__PROBLEM REQUIREMENTS__:
If a line in the entries below includes "each", show that line.

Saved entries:
PR #160, opened 2025-01-22
controller: fix watch resources that are created by the controller

### LINKED ISSUE #134: Delete HTTPRoute does not trigger reconciliation
If I manually delete underlying HTTPRoute resource owned by the `AIGatewayRoute`, the reconciliation is not triggered to recreate it.

sivanantha321:
Fixes #134

This PR makes the AIGatewayRoute controller to watch the resources that are created by it and trigger reconcilation.

### DIFF
--- a/internal/controller/sink.go
+++ b/internal/controller/sink.go
@@ -154,15 +154,13 @@ func (c *configSink) syncAIGatewayRoute(aiGatewayRoute *aigv1a1.AIGatewayRoute) 
 		// This means that this AIGatewayRoute is a new one.
 		httpRoute = gwapiv1.HTTPRoute{
 			ObjectMeta: metav1.ObjectMeta{
-				Name:            aiGatewayRoute.Name,
-				Namespace:       aiGatewayRoute.Namespace,
-				OwnerReferences: ownerReferenceForAIGatewayRoute(aiGatewayRoute),
+				Name:      aiGatewayRoute.Name,
+				Namespace: aiGatewayRoute.Namespace,
 			},
 			Spec: gwapiv1.HTTPRouteSpec{},
 		}
-		err := ctrlutil.SetControllerReference(aiGatewayRoute, &httpRoute, c.client.Scheme())
-		if err != nil {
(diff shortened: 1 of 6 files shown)


mathetake:
sorry i can't accept basically any fix without proper tests

mathetake:
checking - are you up for writing test or we have to take this over

sivanantha321:
> checking - are you up for writing test or we have to take this over

Yeah I can write a test for this.

mathetake:
great, simple one would be enough

sivanantha321:
@mathetake Added a test. Let me know if anything else needs to be done.

internal/controller/sink.go
```diff
@@ -159,6 +160,10 @@ func (c *configSink) syncAIGatewayRoute(aiGatewayRoute *aigv1a1.AIGatewayRoute)
 			},
 			Spec: gwapiv1.HTTPRouteSpec{},
 		}
+		err := ctrlutil.SetControllerReference(aiGatewayRoute, &httpRoute, c.client.Scheme())
```
sivanantha321, line 163: Should I remove the owner reference as we have controller reference ?

mathetake: http route is not the only thing we create, so i think the change here will be a partial solution. so you could either delete this line or make changes to all resources not only the http route in this pr.

sivanantha321: This is required for the fix to work, so i will update all other resources to use controller reference.

sivanantha321:
@mathetake I noticed the controller creating HTTPRouteFilter without owner reference. I believe this because the resource is created per namespace. This resource is not watched by the controller. So If it gets deleted accidentally, It won't be recreated until the next reconcilation triggered by some other resource. The controller reference based approach used in this PR may not be appropriate for this resource.

mathetake:
> the controller creating HTTPRouteFilter without owner reference. I believe this because the resource is created per namespace. 

yeah the HTTPRouteFilter is another issue for sure.

mathetake (approved):
excellent! thank you for working on this

mathetake:
@sivanantha321 thank you for your contribution, nice work!

PR #163, opened 2025-01-22
controller: fixes volume mounts and add e2e with real backends

mathetake:
fyi @aabchoo


mathetake:
i will follow up the AWS example into this in another pr

PR #168, opened 2025-01-23
extproc: do not accumulate costs across requests

nacx:
**Commit Message**:

This commit changes the ext-proc filter so that the costs do not accumulate across requests.

The costs are populated in the filter metadata and used later as `hits_addend` in the Envoy rate limit filters. If we populate the accumulated values there, requests over time would have more "weight" than they should, and the rate limits will not be enforced as expected, as each time all the past tokens will be considered.

**Checklist**:
- [x] The PR title follows the same format as the merged PRs.
- [x] I have read the [CONTRIBUTING.md](../CONTRIBUTING.md) (for first-time contributors).
- [x] I have made sure that `make precommit test` passes locally.
- [x] I have written tests for any new line of code unless there's existing tests that cover the changes.
- [ ] I have updated the documentation accordingly.
- [x] I am sure the coding style is consistent with the rest of the codebase.

### DIFF
--- a/internal/extproc/processor.go
+++ b/internal/extproc/processor.go
@@ -58,8 +58,6 @@ type Processor struct {
 	responseHeaders  map[string]string
 	responseEncoding string
 	translator       translator.Translator
-	// cost is the cost of the request that is accumulated during the processing of the response.
-	costs translator.LLMTokenUsage
 }
 
 // ProcessRequestHeaders implements [Processor.ProcessRequestHeaders].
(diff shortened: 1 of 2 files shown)


mathetake:
No the code path here (processor) is per request already, not shared across requests as opposed to the server. Or are you sure that is not the case? @nacx

mathetake:
Also note that the dynamic metadata used here is different from the static per filter_metadata. The former is per request

nacx:
Got it. You're right, I just saw we instantiate a new processor on each call to `Process`. Let me close this. I had some custom metrics built on top of this and I may have a bug there :D

mathetake:
hope you can find the bug soon!

PR #445, opened 2025-03-01
feat: add Azure OpenAI backend handler

xiaolin593:
**Commit Message**

Implement Azure backend auth.

**Related Issues/PRs (if applicable)**
Related Issue: #347 
Related PR: #424

Issue #531, opened 2025-03-27
site: Connect Azure OpenAI


xiaolin593:
*Description*:
Write **Connect Azure OpenAI** documentation.

@xiaolin593 to create a guide for user to set up Azure OpenAI similar to https://aigateway.envoyproxy.io/docs/getting-started/connect-providers/aws-bedrock

PR #658, opened 2025-05-30
feat: adding support for accessing azure via oidc

aabchoo:
**Commit Message**

Updating support for accessing azure via OIDC in addition to the already implemented access via access secret. Token retrieved from OIDC will be exchanged for an azure access token which will be store the same way as getting token via client secret/id and tenant id.

Key changes
- renamed azure_token_provider -> azure_secret_token_provider (since it's client secret specific)
- generalized new azure_token_provider to have TokenProviders provider federated tokens
- Azure tries to create token provider from oidc if available else client secret
- 

#445 

Looks like a big PR but most +- are from apigen.


aabchoo:
Following up to this, there should be a similar doc on how to connect via OIDC

https://github.com/envoyproxy/ai-gateway/issues/531

api/v1alpha1/api.go
```diff
@@ -548,7 +548,24 @@ type BackendSecurityPolicyAzureCredentials struct {
...
 	// ai-gateway must be given the permission to read this secret.
 	// The key of secret should be "client-secret".
-	ClientSecretRef *gwapiv1.SecretObjectReference `json:"clientSecretRef"`
+	//
+	// +optional
+	ClientSecretRef *gwapiv1.SecretObjectReference `json:"clientSecretRef,omitempty"`
+
+	// OIDCExchangeToken specifies the oidc configurations used to obtain an oidc token. The oidc token will be
+	// used to obtain temporary credentials to access Azure.
+	// In the case both OIDC and clientSecret is defined, OIDC exchange tokens will be used to obtain Azure access token.
```
mathetake, line 557: so what happens when neither clientSecretRef nor oidcExchangeToken is defined?

mathetake (commented):
cool... left some comment but will defer to Dan for the rest

this should land before 0.2 cut right?

mathetake:
@xiaolin593 do you want to take a look as you worked on the azure stuff before

aabchoo:
> cool... left some comment but will defer to Dan for the rest
> 
> this should land before 0.2 cut right?

yeah, that would be ideal for Azure

api/v1alpha1/api.go
aabchoo: A secret will not be generated, and reconcile will be returned an error. Updated to be clearer: https://github.com/envoyproxy/ai-gateway/pull/658/commits/08354cae0aa757b159d4960b646ad86b6768aace

aabchoo: ah just needed to move it outside of the struct

mathetake (commented):
API looks good to me

internal/controller/tokenprovider/azure_token_provider.go
```diff
@@ -18,14 +18,20 @@ import (
...
 }
 
-// NewAzureTokenProvider creates a new TokenProvider with the given tenant ID, client ID, client secret, and token request options.
-func NewAzureTokenProvider(tenantID, clientID, clientSecret string, tokenOption policy.TokenRequestOptions) (TokenProvider, error) {
-	clientOptions := GetClientSecretCredentialOptions()
-	credential, err := azidentity.NewClientSecretCredential(tenantID, clientID, clientSecret, clientOptions)
+// NewAzureTokenProvider creates a new TokenProvider with the given tenant ID, client ID, tokenProvider, and token request options.
+func NewAzureTokenProvider(ctx context.Context, tenantID, clientID string, tokenProvider TokenProvider, tokenOption policy.TokenRequestOptions) (TokenProvider, error) {
+	clientOptions := GetClientAssertionCredentialOptions()
+	credential, err := azidentity.NewClientAssertionCredential(tenantID, clientID, func(_ context.Context) (string, error) {
```
yuzisun: What's the difference between `NewClientSecretCredential` and `NewClientAssertionCredential`, is here to use the oidc token to exchange the azure credential ?

aabchoo: `NewClientSecretCredential` is used to obtain azure's access token via ClientID, ClientSecret, and TenantID.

__REPLY TO THE EXERCISE__:
The costs are populated in the filter metadata and used later as `hits_addend` in the Envoy rate limit filters. If we populate the accumulated values there, requests over time would have more "weight" than they should, and the rate limits will not be enforced as expected, as each time all the past tokens will be considered.
Got it. You're right, I just saw we instantiate a new processor on each call to `Process`. Let me close this. I had some custom metrics built on top of this and I may have a bug there :D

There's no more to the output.